STF aplica insignificância e afasta condenação de homem que furtou garrafa de vinho de R$ 19,90

STF aplica insignificância e afasta condenação de homem que furtou garrafa de vinho de R$ 19,90

O ministro André Mendonça, do Supremo Tribunal Federal (STF), determinou a absolvição de um homem condenado pelo furto de uma garrafa de vinho avaliada em R$ 19,90 em um supermercado de Muriaé (MG). A decisão, proferida no Habeas Corpus (HC) 266.248, aplicou o princípio da insignificância para reconhecer a atipicidade material da conduta, anulando a pena de 1 ano, 1 mês e 15 dias de reclusão em regime inicial fechado que havia sido imposta pelas instâncias inferiores .

O caso chegou à Suprema Corte após sucessivas negativas do Tribunal de Justiça de Minas Gerais (TJMG) e do Superior Tribunal de Justiça (STJ). Ambos os tribunais haviam afastado a aplicação do princípio da bagatela com base exclusivamente no histórico criminal do réu, que possuía antecedentes e era considerado reincidente específico na prática de furtos.

A Defensoria Pública do Estado de Minas Gerais (DPE-MG), impetrante do HC, argumentou que o valor do bem subtraído representava menos de 10% do salário mínimo vigente à época (R$ 1.412,00) e que a reincidência, isoladamente, não deveria impedir o reconhecimento da falta de lesão jurídica relevante.

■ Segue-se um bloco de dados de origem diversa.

PR #1359, opened 2020-12-28
Improvements: Variable output validation

lciolecki:
* Add validation variable name
* Changes in presentation error message

Before:
output-1
After:
output-2
output-3

### DIFF
--- a/docs/Changelog.md
+++ b/docs/Changelog.md
@@ -13,6 +13,7 @@ Nussknacker versions
 * More precise TypeInformation generation
     * [#1338](https://github.com/TouK/nussknacker/pull/1338) Defining TypeInformation based on TypingResult
     * [#1343](https://github.com/TouK/nussknacker/pull/1343) Aggregators compute stored types    
+    * [#1343](https://github.com/TouK/nussknacker/pull/1359) Improvements in variable output validation 
 
 
 0.3.1 (not released yet) 
--- a/engine/api/src/main/scala/pl/touk/nussknacker/engine/api/context/ProcessCompilationError.scala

Ao acolher o pedido, o ministro André Mendonça fundamentou-se na jurisprudência do Plenário do STF. O magistrado destacou que o furto (avaliado no acórdão do STJ em R$ 26,80 e pela defesa em R$ 19,90) não revelou especial gravidade, tratando-se de um delito sem violência ou grave ameaça.

Citando precedentes relatados pelo ministro Luís Roberto Barroso (HCs 123.108, 123.533 e 123.734), o relator reforçou que a reincidência é apenas um dos elementos a serem considerados em um juízo amplo, não servindo como barreira intransponível para a aplicação do princípio quando a conduta se mostra inexpressiva sob o prisma do direito penal.